Wicomico dredging underway: Look out, dredge material coming through

The latest Wicomico River dredging program is underway, the Baltimore District, U.S. Army Corps of Engineers, said. USACE has just released this amazing photo from the Deal Island dredge area, an important part of Baltimore District’s maintenance dredging efforts for the federal navigation channel in Wicomico County, Maryland.

USACE photo

When Wicomico River dredge material is hydraulically pumped directly from the dredge to Deal Island, it helps restore eroding wetlands and supports one of the largest concentrations in the state of herons, egrets, and ibis, and also hosts one of Maryland’s only breeding population of black-necked stilts,” said USACE.

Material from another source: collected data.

PR #9674, opened 2026-05-02
chore: sync changes from upstream api-platform/api-platform

usu:
A full diff of all upstream changes since our last synchronization:
https://github.com/api-platform/api-platform/compare/v4.1.0...f5a81610b9225257ca8a522f8fc72bbbda1b3f1c

Last sync PR was:
https://github.com/ecamp/ecamp3/pull/7198

Excluded from this PR:
- any changes to Mercure config
- change from frankenphp classic mode to worker mode


docker-compose.yml
```diff
@@ -27,7 +27,7 @@ services:
 
   frontend-old:
     image: node:24.15.0
-    container_name: 'ecamp3-frontend-old'
+    container_name: "ecamp3-frontend-old"
```
BacLuc: why do you have these unrelated changes?

usu: Fixed. My IDE was configured by mistake to not use prettier as auto formatter. I few format changes are still included which is also related to this comment: https://github.com/ecamp/ecamp3/pull/8589#discussion_r3176542491

= which auto formatter do we want to use for YAML files?

BacLuc (approved):

PR #978, opened 2023-10-20
Fix: unused-variable if first declared as argument and used in the loop

### LINKED ISSUE #868: [Bug] Variables in loop are not detected as used

bhirsz:
Fixes #868 

Last fix for the release and we should be good to go - it's 12th already!


bhirsz:
I will merge it as it is so I can prepare next release PR - if you leave comments, I will fix it in release PR.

Maintenance dredging for the Lower Wicomico River began in October and is expected to continue through December.

This project contributes to protecting environmental habitat, improving water quality and expanding public access within the Chesapeake Bay watershed.

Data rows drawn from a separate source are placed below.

PR #984, opened 2023-10-23
Fix variables rules with global variables used in the loop before assigning variable

### LINKED ISSUE #868: [Bug] Variables in loop are not detected as used

bhirsz:
Fixes #868

It feels like a tip of iceberg with yet another bugs, but we constantly add new tests so my confidence in the solution slowly grows - and it can be good base for future refactor.

### DIFF
--- a/docs/releasenotes/unreleased/fixes.2.rst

The operations and maintenance project provides for a channel of 14 feet deep and 150 feet wide from the Chesapeake Bay to Salisbury, including 100-foot-wide channels with turning basins that are all 14 feet deep in the north and south prongs, and a 60-foot-wide channel 6 feet deep from deep water in the river to Webster Cove; a T-shaped basin in a cove that is 100 feet wide and 400 feet long, and an extension of a basin that is 200 feet long and 100 feet wide on each side.